From Hawaiʻi to the World: Mahalo to PAAC's Class of 2026
There's a moment in Julie Matsumoto's PAAC story that she keeps coming back to. She's standing inside the U.S. Embassy in Manila, asking questions of a diplomat, and something shifts. Before PAAC, she'd been following a computer science path that never quite fit. Before PAAC, she'd walked into a disbanded club at Mililani High School and made the difficult choice to rebuild it from scratch because the mission felt worth fighting for. And now she's in Manila, thinking about what it might mean to become a Foreign Service Officer, to spend a life building bridges between people who the world keeps insisting are different from each other.
"I want to be caring and empathetic in whichever path I choose," she wrote, "because at the end of the day, it's not what you do but how you make others feel."
That's a PAAC sentence if there ever was one.
“I want to be caring and empathetic in whichever path I choose, because at the end of the day, it’s not what you do but how you make others feel.”
The Class of 2026 is 95 seniors strong, spread across high schools from Waimea to Hilo, from Kealakehe to Farrington, from Punahou to Pāhoa. They came to PAAC at different moments and for different reasons. Some found their way in through a friend. Some walked into a club that barely existed and decided to stay anyway. Some boarded a plane for the first time and came back changed in ways they're still finding words for.
Jayden Tran of Kalani High School is one of them. Three years in PAAC, a Vietnam Study Tour, a WorldQuest championship, and a future in electrical engineering — but what he keeps returning to is simpler than any of that. "I realized that life is so much bigger than myself," he wrote. That realization, earned somewhere between Honolulu and Hội An, is the kind of thing that doesn't leave a person.
These stories are different. But the thread running through them is the same: PAAC gave students permission to grow into themselves, steadily and without fanfare.

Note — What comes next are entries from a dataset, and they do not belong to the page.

PR #116, opened 2023-07-24
Wo/lint hooks

### LINKED ISSUE #107: Add `eslint-plugin-react-hooks`
We've got quite a few places in the codebase where `useEffect`s don't have dependencies properly setup, and we have stale references. We should add https://www.npmjs.com/package/eslint-plugin-react-hooks to the eslint config.

wbobeirne:
Closes #107

### What This Does

* Installs `eslint-plugin-react-hooks` and configures it in `@fedimint/eslint-config`
* Fixes all instances of missing or unnecessary hook dependencies
  * These will likely fix any subtle bugs that may have occurred if a hook had stale references to old state
* Minor logic changes to reduce hook dependencies / reduce unnecessary re-runs of hooks


apps/guardian-ui/src/AppContext.tsx
```diff
@@ -31,7 +33,6 @@ export interface AppContextProviderProps {
 export const AppContextProvider: React.FC<AppContextProviderProps> = ({
   children,
 }: AppContextProviderProps) => {
-  const api = new GuardianApi();
```
wbobeirne, line 34: This was causing every re-render of this context to create a new API instance. Bad times!

packages/eslint-config/index.js
```diff
@@ -1,24 +1,29 @@
...
   extends: [
-    "eslint:recommended",
-    "plugin:@typescript-eslint/recommended",
-    "plugin:react/recommended",
-    "turbo",
-    "prettier",
+    'eslint:recommended',
+    'plugin:@typescript-eslint/recommended',
+    'plugin:react/recommended',
+    'plugin:react-hooks/recommended',
```
wbobeirne, line 6: Not sure why this package wasn't prettier'd before, but it looks like my IDE picked up the prettier config and formatted this. Adding this line was the only change.

apps/guardian-ui/src/AppContext.tsx
okjodom: cool memo

okjodom (approved):
LGTM! Lots of improvements

apps/guardian-ui/src/components/VerifyGuardians.tsx
okjodom, line 1: Change introduces a bug in `VerifyGuardians`, where the first time (s) we poll consensus state, we find the websocket closed. Narrowed down to second commit, but still debugging

okjodom: Fixed. Bug was in a `AppContext`, where we would still shutdown api as a side effect of context dismount. I needed to appropriately resolve this with the last commit which removes similar logic previously in `SetupContext`

apps/guardian-ui/src/App.tsx
```diff
@@ -15,7 +15,7 @@ export const App = React.memo(function App() {
   const { t } = useTranslation();
   const { state, api } = useAppContext();
 
-  const getAppContent = useCallback(() => {
```
EthnTuttle, line 18: TIL: https://medium.com/@jan.hesters/usecallback-vs-usememo-c23ad1dc60

EthnTuttle (approved):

Jadalyn Valentin of HTA–Waipahu helped start a club, organized toy drives, hosted movie nights for local families, and discovered that leadership can begin simply by creating spaces where people feel cared for. Froy-Ian Mariano of Radford came in guarded and left softer, more open, more convinced of community's power. Kamakea Wright of Farrington traveled to Japan and returned, in their own words, a better person and a better friend. Kim Maderazo, also of Farrington, visited Bahay Tuluyan in the Philippines and came home with a commitment she put plainly: "This passion won't stop because I'm graduating. It will only continue to grow."
Braelyn Robinson of Leilehua is headed toward Dartmouth and a dream of diplomacy, her path shaped in part by a conversation with a retiring ambassador who modeled the kind of person she wants to become. Gregory Cachero of Radford, who saw his family's province in the Philippines for the first time in fifteen years during the Sister-State Study Tour, is now bound for UC Irvine and a life he's described as dedicated to public service. Kapualani Ruiz-Hyde of Castle High traveled to the Philippines and reconnected with a Filipino heritage she hadn't fully claimed before — she's heading to Windward Community College with a clearer sense of who she is and what she wants to protect.
Emma Baksic of HTA–Waipahu learned in a GVS simulation that understanding a perspective you disagree with is not the same as endorsing it — and that complex problems require the willingness to sit inside discomfort long enough to find something useful there. Naomi Tokishi of Maui High walked in as a follower and leaves as a leader, someone who no longer waits to be called on. Ailani Cruz of Kealakehe put it in a single sentence that could anchor a curriculum: "Justice is built on empathy and understanding."
“In the future, I may forget the details — but I will never forget that PAAC made me feel genuinely cared for.”
“Justice is built on empathy and understanding, and PAAC showed me how to approach the intimate otherness of the world.”
“Through PAAC, I found confidence, community, and made friends across islands.”
They're going to UH Mānoa and Dartmouth, to Creighton and Northeastern, to Temple University Japan and Colorado Mesa, to community colleges and the military, and jobs still undecided. They're going to study political science and biology, architecture and nursing, international affairs and creative media. Some of them are going abroad. Some are staying close to home.
What they're carrying with them isn't a credential. It's a way of moving through the world — curious before judgmental, empathetic before certain, willing to ask a harder question when the easy one is right there.
Coree Kobayashi of Kealakehe, who delivered the senior address at Showcase and who spent four years growing from a self-described scared 14-year-old into someone chairing civic forums and standing at a podium speaking for 95 of her peers, offered the simplest advice: do the thing. You don't need a title. You don't need permission. You just need passion and the willingness to begin.
To the Class of 2026: you built clubs, you crossed oceans, you asked better questions. You showed up for each other and for communities you'd never met before. We are so proud of what you've already become, and we cannot wait to see what you do next.